Я сидела на кухне и смотрела на Вовку, пока он готовил дочке Оле ужин. Смотрела на саму Олю, которая похожа одновременно на трогательный мультик и на отца, русского мужика. Волосы у нее белые-белые – это уже мамин след. Маму я однажды видела. Это была свадьба общего друга, Вовка приехал не с любовницей, как обычно, а с женой. Жена подошла ко мне и доверительным шепотом пригласила в укромное место курить. Она скрывалась от Вовки, потому что он ей курить запрещал. Так мило она, по-девичьи, выглядывала тогда из-за угла, не идет ли муж. Как школьница из-за гаража. Оказывается, они в тот самый день, просто позже, все выяснили про суши и простились насовсем. Сейчас думаю: как странно, зачем прятаться с сигаретой от мужчины, которого через несколько часов оставишь.

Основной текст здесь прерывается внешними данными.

PR #5931, opened 2026-07-09
Accept any callable in Connection.setCloseCallback

### LINKED ISSUE #5889: [Audit-Medium] Python: Connection.setCloseCallback rejects bound methods and other callables

pepone:
Fixes #5889.

> [!IMPORTANT]
> Please merge **after** #5927. Widening the accepted callable types makes a callable instance with a `__del__` a direct trigger for the pre-existing `setCloseCallback` deadlock fixed there (#5926).

`setCloseCallback` gated its argument with an `isinstance` check against `types.FunctionType`, which only plain functions and lambdas satisfy. A bound method — the most natural callback in object-oriented code — plus `functools.partial` objects, callable instances and builtin functions were all rejected with `ValueError`, even though C++ accepts any invocable and the wrapper only ever calls the object.

It now gates with `PyCallable_Check`. This was the **last** `types.FunctionType` check in the extension; every other callback setter (`PropertiesAdmin`, `Executor`, `Thread`, `BatchRequestInterceptor`, `Communicator`, `Types`, `PySliceLoader`) already used `PyCallable_Check`, so the family is finally uniform — including its `TypeError` for a non-callable.

The stub and docstring also omitted the accepted `None`, which clears the callback.

### Compatibility

Widening a type check cannot break a call that previously worked. The only observable change for incorrect code is `ValueError` becoming `TypeError`, which matches the sibling setters; no test or caller depended on it (the suite's only `setCloseCallback` call passes a lambda).

`CloseCallbackWrapper` takes a strong reference via `Py_NewRef`, so accepting temporaries such as bound methods and `functools.partial` objects is safe — but dropping that reference is what exposes #5926, hence the merge order above.

### Testing

`Ice/ami` now asserts that a bound method, a `functools.partial`, a callable instance and `None` are all accepted, and that a non-callable raises `TypeError`. Verified all four forms are rejected with `ValueError` against the unfixed extension.

### DIFF
--- a/python/modules/IcePy/Connection.cpp
+++ b/python/modules/IcePy/Connection.cpp
@@ -142,15 +142,15 @@ Awaitable[None]
     A future that becomes available when the flush completes.)";
 
     constexpr const char* connectionSetCloseCallback_doc =
-        R"(setCloseCallback(callback: Callable[[Connection], None]) -> None
+        R"(setCloseCallback(callback: Callable[[Connection], None] | None) -> None
 
 Sets a close callback on the connection. The callback is called by the connection when it's closed.
 The callback is called from the Ice thread pool associated with the connection.
 
 Parameters
 ----------
-callback : Callable[[Connection], None]
-    The close callback callable.)";
+callback : Callable[[Connection], None] | None
+    The close callback callable, or None to remove the current callback.)";
 
     constexpr const char* connectionType_doc = R"(type() -> str
 
@@ -598,10 +598,9 @@ connectionSetCloseCallback(ConnectionObject* self, PyObject* args)
         return nullptr;
     }
 
-    PyObject* callbackType = lookupType("types.FunctionType");
-    if (cb != Py_None && !PyObject_IsInstance(cb, callbackType))
+    if (cb != Py_None && !PyCallable_Check(cb))
     {
-        PyErr_Format(PyExc_ValueError, "callback must be None or a function");
+        PyErr_Format(PyExc_TypeError, "callback must be None or a callable");
         return nullptr;
     }
 
--- a/python/python/IcePy-stubs/__init__.pyi
+++ b/python/python/IcePy-stubs/__init__.pyi
@@ -209,15 +209,15 @@ class Connection:
         """
         ...
 
-    def setCloseCallback(self, callback: Callable[[Connection], None]) -> None:
+    def setCloseCallback(self, callback: Callable[[Connection], None] | None) -> None:
         """
         Sets a close callback on the connection. The callback is called by the connection when it's closed.
         The callback is called from the Ice thread pool associated with the connection.
 
         Parameters
         ----------
-        callback : Callable[[Connection], None]
-            The close callback callable.
+        callback : Callable[[Connection], None] | None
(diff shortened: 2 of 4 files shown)


python/modules/IcePy/Connection.cpp
```diff
@@ -142,15 +142,15 @@ Awaitable[None]
...
 
 Sets a close callback on the connection. The callback is called by the connection when it's closed.
 The callback is called from the Ice thread pool associated with the connection.
 
 Parameters
 ----------
-callback : Callable[[Connection], None]
-    The close callback callable.)";
+callback : Callable[[Connection], None] | None
+    The close callback callable, or None to remove the current callback.)";
```
pepone, line 154: We should probably mention the TypeError in its doc comment.

python/python/IcePy-stubs/__init__.pyi
```diff
@@ -209,15 +209,15 @@ class Connection:
         """
         ...
 
-    def setCloseCallback(self, callback: Callable[[Connection], None]) -> None:
+    def setCloseCallback(self, callback: Callable[[Connection], None] | None) -> None:
         """
```
pepone, line 213: Here too document what it can raise

python/modules/IcePy/Connection.cpp
bernardnormier: I don't think it's necessary.

python/python/IcePy-stubs/__init__.pyi
bernardnormier: That's minor.

bernardnormier (approved):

Поездка к Вове, кстати, помогла. Свою печаль только чужой печалью и возможно изгнать. Когда начинаешь думать про кого-то еще. Про хорошего человека в беде. Я вот плохая и все-таки не в такой уж беде. У меня ни брошенной девочки, ни душевой кабинки, ни даже фена.
2012
22 ЯНВАРЯ
Я же так люблю Севастополь. Мне нравится думать, что я там живу: это была бы прекрасная жизнь. Прекрасная – и вроде не моя.
Или – Москву. Тоже люблю, да и объективные есть поводы переезжать, не только чистая лирика, как в случае с Крымом. Но опять: прекрасное и не мое.
В ежедневном режиме Пермь скорее раздражает, чем трогает. А чаще – вообще не осознается как реальные обстоятельства жизни. Условный фон, необязательный, случайный. Но у Перми есть со мной четыре законных раза в каждом году. Когда приходят весна, лето, осень и зима. Когда мир меняется, и я это понимаю сразу, в один момент – когда меняется цвет улицы, свет неба, запах воздуха и вкус сигареты – так вот, когда я понимаю, что наступило следующее время, я понимаю и то, что нахожусь в правильном месте. Правильно праздновать первое сентября там, где стоит твой университет, можно даже не ходить в кампус, достаточно того, что весь город, включая участок, университетом занятый, покрыт одним куском неба. Вы подключены к одной сети. Небо, конечно, простирается над целым миром, и все мы ходим под общим ним хоть на Урале, хоть в Австралии, но я верю, что существуют небесные подразделения – например, пермское.
Радость, даже счастье подключения к сети действует всегда отрезвляюще. Так перед смертью вспоминают, кого любили на самом деле. А потом забывают опять, если смерть не удалась.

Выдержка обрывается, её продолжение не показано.